I wouldn't shell out the extra $ for the Dogma FP unless you really had extra $ to blow. I have ridden the Dogma, and while it is a very nice bike, it felt like a refined alloy ride. It cornered and handled very nice, but so did the Marvel (at 1/3 the cost and almost the same weight). Smoother than the Prince and a bit more so than the F4:13. I can't imagine that the Dogma FP would be much of an improvement over the Dogma: after all, I noticed very minimal differences on the standard Dogma over a well-done alloy frame (the Marvel). I liked it, but it is not, IMO, worth the $4000 asking price. A fair value if you are getting one for $2700 from competitive cyclist. I was much more impressed with the ride quality and weight of the Look 585. THAT is the best bike I have ridden to date. But, no way is the Dogma FP worth $4600. The material may be exotic, but it didn't seem to translate into a superior ride when compared to other top materials, which would justify the added expense. The ONDA stuff is great though-I am glad it is out on the Galileo.


----------



## PineNut (Jun 5, 2005)

*dogma fp vs f4:13*



itsjon said:


> I'm needing help in choosing a new Pinarello - I can get a fairly good deal on a 2005 Dogma. My question is: what is the difference between the Dogma and the Dogma FP other than the MOST bb? As I understand it, the MOST bb makes the FP more stiff, but how much?


sorry itsjon, I cant answer your question directly - I have a dogma fp (so I must have rocks in my head) and did test a dogma before buying. Is there that much of a difference ..... a bit and it is stiffness related. I noticed the biggest difference when going fast downhills - fp pointed better. In the end, I couldn't resist going for the fp but that said, if you get a great deal on the Dogma (and I don't know the relativities) I would be surprised if you would be disappointed with it - the dogma fp is great - at this level, Pinarello don't make a bad bike imho.

as for comparing the dogma fp versus the f4:13, there isn't one. They have the same fork and rear stays but it ends there - Completely different ride, feel, stiffness, handling - the lot. Both are nice bikes though.

cheers - good luck


----------



## Clevor (Sep 8, 2005)

dawgcatching said:


> I wouldn't shell out the extra $ for the Dogma FP unless you really had extra $ to blow. I have ridden the Dogma, and while it is a very nice bike, it felt like a refined alloy ride. It cornered and handled very nice, but so did the Marvel (at 1/3 the cost and almost the same weight). Smoother than the Prince and a bit more so than the F4:13. I can't imagine that the Dogma FP would be much of an improvement over the Dogma: after all, I noticed very minimal differences on the standard Dogma over a well-done alloy frame (the Marvel).

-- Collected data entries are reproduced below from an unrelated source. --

PR #1291, opened 2023-06-19
Guarin lig 3062 add mocov2 imagenet benchmark

### LINKED ISSUE #1018: MemoryBankModule - no distributed all gather prior to queueing a batch
If I'm not mistaken, the batch is not `all_gather`ed before the queue is updated. I was just comparing the code against the one it was based on (MoCo's memory bank) and noticed this: https://github.com/facebookresearch/moco/blob/78b69cafae80bc74cd1a89ac3fb365dc20d157d3/moco/builder.py#L55

Was this done on purpose?

Is it because different processes would use the same queued batches, unlike the DistributedDataLoader batches which are indexed in DDP way?

### LINKED ISSUE #1288: MoCov2

guarin:
## Changes

* Add MoCoV2 to imagenet benchmarks
* Add `gather_distributed` option to `MemoryBankModule`
* Move `memory_bank.py` from `lightly/loss` to `lightly/modules/models`
  * This makes conceptually more sense as the memory bank is its own module, independent from loss functions
  * It was required to avoid circular imports (we import `MemoryBankModule` in `lightly/modules/models/nn_memory_bank.py`)

Closes #1288
Closes #1018 

### Results

Ran a benchmark using the code from #1009:
```
max val_online_cls_top1: 0.5466600060462952
max val_online_cls_top5: 0.7995399832725525
max linear val_top1: 0.6080999970436096
max linear val_top5: 0.835860013961792
max finetune val_top1: 0.739300012588501
max finetune val_top5: 0.9166200160980225
knn val_top1: 0.4095799922943115
knn val_top5: 0.711139976978302
```
The results are slightly worse than expected. I would expect similar performance as SimCLR which has 63.2% linear top1 accuracy while mocov2 has only 60.8 here. I figured out that the transform parameters are slightly different in the original code and made an additional PR to update them: #1441. Will run a new benchmark with those parameters.

New results using this branch:
```
max val_online_cls_top1: 0.5602999925613403
max val_online_cls_top5: 0.808139979839325
max linear val_top1: 0.6151000261306763
max linear val_top5: 0.8411200046539307
max finetune val_top1: 0.7437400221824646
max finetune val_top5: 0.9182599782943726
knn val_top1: 0.41255998611450195
knn val_top5: 0.7188000082969666
```

It is still slightly worse than SimCLR which has 63.2% linear top 1, while MoCov2 has 61.5%. I think we can merge it like that, I can't find any differences atm. A possible reason might be that we use the SimCLR version with optimized lr for smaller batch sizes.

### Review

When reviewing please only consider these files:
* `benchmarks/imagenet/resnet50/mocov2.py`
* `README.md`
* `benchmarks.rst`

The other files have already been reviewed when their respective PRs were merged into this branch.


docs/source/getting_started/benchmarks.rst
```diff
@@ -31,6 +31,7 @@ Evaluation settings are based on the following papers:
...
   "BYOL", "Res50", "256", "100", "62.4", "84.7", "74.0", "91.9", "45.6", "74.8", "`link <https://tensorboard.dev/experiment/Z0iG2JLaTJe5nuBD7DK1bg>`_", "`link <https://lightly-ssl-checkpoints.s3.amazonaws.com/imagenet_resnet50_byol_2023-07-10_10-37-32/pretrain/version_0/checkpoints/epoch%3D99-step%3D500400.ckpt>`_"
   "DINO", "Res50", "128", "100", "68.2", "87.9", "72.5", "90.8", "49.9", "78.7", "`link <https://tensorboard.dev/experiment/DvKHX9sNSWWqDrRksllPLA>`_", "`link <https://lightly-ssl-checkpoints.s3.amazonaws.com/imagenet_resnet50_dino_2023-06-06_13-59-48/pretrain/version_0/checkpoints/epoch%3D99-step%3D1000900.ckpt>`_"
+  "MoCoV2", "Res50", "256", "100", "61.5", "84.1", "74.4", "91.8", "41.3", "71.9", "\-", "`link <https://lightly-ssl-checkpoints.s3.amazonaws.com/imagenet_resnet50_mocov2_2023-12-06_15-06-19/pretrain/version_0/checkpoints/epoch%3D99-step%3D500400.ckpt>`_"
```
guarin, line 34: The `"\-"` is necessary to render a `-` in the docs. Sphinx renders dashes as lists if they are not escaped.

Note that we can no longer provide tensorboard links because tensorboard.dev is shutting down. We have to replace them eventually, see https://github.com/lightly-ai/lightly/issues/1435

benchmarks/imagenet/resnet50/mocov2.py
```diff
@@ -0,0 +1,145 @@
...
+        self.save_hyperparameters()
+        self.batch_size_per_device = batch_size_per_device
+
+        resnet = resnet50()
+        resnet.fc = Identity()  # Ignore classification head
+        self.backbone = resnet
+        self.projection_head = MoCoProjectionHead()
+        self.query_backbone = copy.deepcopy(self.backbone)
+        self.query_projection_head = MoCoProjectionHead()
+        self.criterion = NTXentLoss(
```
ersi-lightly, line 36: Looking at the NTXentLoss function, it seems that the memory bank size should be an int, not a tuple

benchmarks/imagenet/resnet50/mocov2.py
```diff
@@ -0,0 +1,145 @@
...
+        self, batch: Tuple[List[Tensor], Tensor, List[str]], batch_idx: int
+    ) -> Tensor:
+        views, targets = batch[0], batch[1]
+
+        # Encode queries.
+        query_projections = self.forward_query_encoder(views[1])
+
+        # Momentum update. This happens between query and key encoding, following the
+        # original implementation from the authors:
+        # https://github.com/facebookresearch/moco/blob/5a429c00bb6d4efdf511bf31b6f01e064bf929ab/moco/builder.py#L142
```
ersi-lightly, line 79: super minor: but maybe adjust docstring length

benchmarks/imagenet/resnet50/mocov2.py
```diff
@@ -0,0 +1,145 @@
...
+
+    def configure_optimizers(self):
+        # Don't use weight decay for batch norm, bias parameters, and classification
+        # head to improve performance.
+        # NOTE: The original implementation from the authors uses weight decay for all
+        # parameters.
+        params, params_no_weight_decay = get_weight_decay_parameters(
+            [self.query_backbone, self.query_projection_head]
+        )
+        optimizer = SGD(
```
ersi-lightly, line 116: was SGD also used in the paper? I was a bit surprised by the choice of optimizer

benchmarks/imagenet/resnet50/mocov2.py
```diff
@@ -0,0 +1,145 @@
...
+    ) -> Tensor:
+        images, targets = batch[0], batch[1]
+        features = self.forward(images).flatten(start_dim=1)
+        cls_loss, cls_log = self.online_classifier.validation_step(
+            (features.detach(), targets), batch_idx
+        )
+        self.log_dict(cls_log, prog_bar=True, sync_dist=True, batch_size=len(targets))
+        return cls_loss
+
+    def configure_optimizers(self):
```
ersi-lightly, line 108: type of return parameters :)

benchmarks/imagenet/resnet50/mocov2.py
```diff
@@ -0,0 +1,145 @@
...
+                    "params": params_no_weight_decay,
+                    "weight_decay": 0.0,
+                },
+                {
+                    "name": "online_classifier",
+                    "params": self.online_classifier.parameters(),
+                    "weight_decay": 0.0,
+                },
+            ],
+            lr=0.03 * self.batch_size_per_device * self.trainer.world_size / 256,
```
ersi-lightly, line 130: I might be missing sth here, but why the choice of 0.3 scaling?

docs/source/getting_started/benchmarks.rst
ersi-lightly, line 34: ok! I think we can discuss in general how we report results (maybe we could have mean and std) and also not compare with fixed number of epochs, but rather a stopping criterion like patience using the validation set, but this is not sth to discuss for this PR :)

benchmarks/imagenet/resnet50/mocov2.py
guarin: This PR also included changes to the memory bank to make it accept a (num_features, feature_dim) tuple instead of a single `num_features` argument. The reason is that we have to know the `feature_dim` when creating the memory bank for distributed processing. Before, we would dynamically get the `feature_dim` from the first batch stored in the bank but in a distributed setting you cannot dynamically change the parameter size.

benchmarks/imagenet/resnet50/mocov2.py
guarin: Yes :) SGD with momentum is still a popular choice in self-supervised learning.

benchmarks/imagenet/resnet50/mocov2.py
guarin: 0.03 is the base learning rate from the paper: https://github.com/facebookresearch/moco/blob/1999df86de600027cd2702cbd7cd7b7d2a53559d/main_moco.py#L81

docs/source/getting_started/benchmarks.rst
guarin: Fixed epoch is standard in self-supervised learning, early stopping is usually not that helpful for such large datasets. And reporting mean/std is sadly super expensive as a single run takes multiple days :/

benchmarks/imagenet/resnet50/mocov2.py
guarin: Not sure if we mean the same thing, but it is already adjusted (first line wraps at 90 chars) and the link is on a new line (we don't wrap links over multiple lines).

ersi-lightly (approved):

I liked it, but it is not, IMO, worth the $4000 asking price. A fair value if you are getting one for $2700 from competitive cyclist. I was much more impressed with the ride quality and weight of the Look 585. THAT is the best bike I have ridden to date. But, no way is the Dogma FP worth $4600. The material may be exotic, but it didn't seem to translate into a superior ride when compared to other top materials, which would justify the added expense. The ONDA stuff is great though-I am glad it is out on the Galileo.


Is the Marvel about the same weight as the Dogma? And the Dogma FP? I heard the only drawback of the frame (except the one color that is left available), is that the frame is pretty heavy by today's standards. I think around 3 lbs.


----------



## dawgcatching (Apr 26, 2004)

Clevor said:


> Is the Marvel about the same weight as the Dogma? And the Dogma FP? I heard the only drawback of the frame (except the one color that is left available), is that the frame is pretty heavy by today's standards. I think around 3 lbs.


Marvel is a little heavier it the frame, maybe 100g? The fork is definitely heavier. The ONDA fork shaves at least 60g off of the Beta. But, the ride quality is superb. The Dogma was heavier than the F4:13-the Dogma comes in at about 1260g or so for the frame, the F4:13 was closer to 1100g. But, the F4:13 doesn't ride anywhere as nice as the Dogma. The F4:13 is a stiff race bike-basically a carbon Prince. 

To PineNut: no, there aren't rocks in your head. The Dogma FP is a kick-ass bike. I just couldn't see that it was significantly better than a $3K bike, after riding several and owning a few (I paid for $2799 for my Fondriest Carbon Lex and it feels erreily similiar to the Dogma-same weight, ride quality, handling ect.) That was my basis (cost vs. performance). If you are enjoying the ride-that is all that counts!


----------



## gerard (Apr 8, 2006)

I have had both dogmas fp and the standed dogy I have to say the standed dogma was a nicer ride but I reckon the fp is way stiffer one thing to note that most bottom bracket does'nt like the rain it gets a real high pitched squeak so you have to service it way more then a standed BB.The lower Headset bearing is not a sealed so once again more service's infacked I's shocked to se how bloody cheep it looked .I'm ditching my doma fp and getting a Paris Carbon


----------



## ferraripete (Dec 19, 2006)

i actually have both a standard dogma and an fp. standard w/ dura ace cranks and the fp w/ record carbon. both are incredible bikes and super electric when you stand on them. i have no preferrence and might suggest a standard dogma if you are able to find a left-over.

jim o'brien @ the right gear in concord , nc always builds my bikes and i think he is the very best fitter in the country...as you know that really defines the ride quality the most!!


----------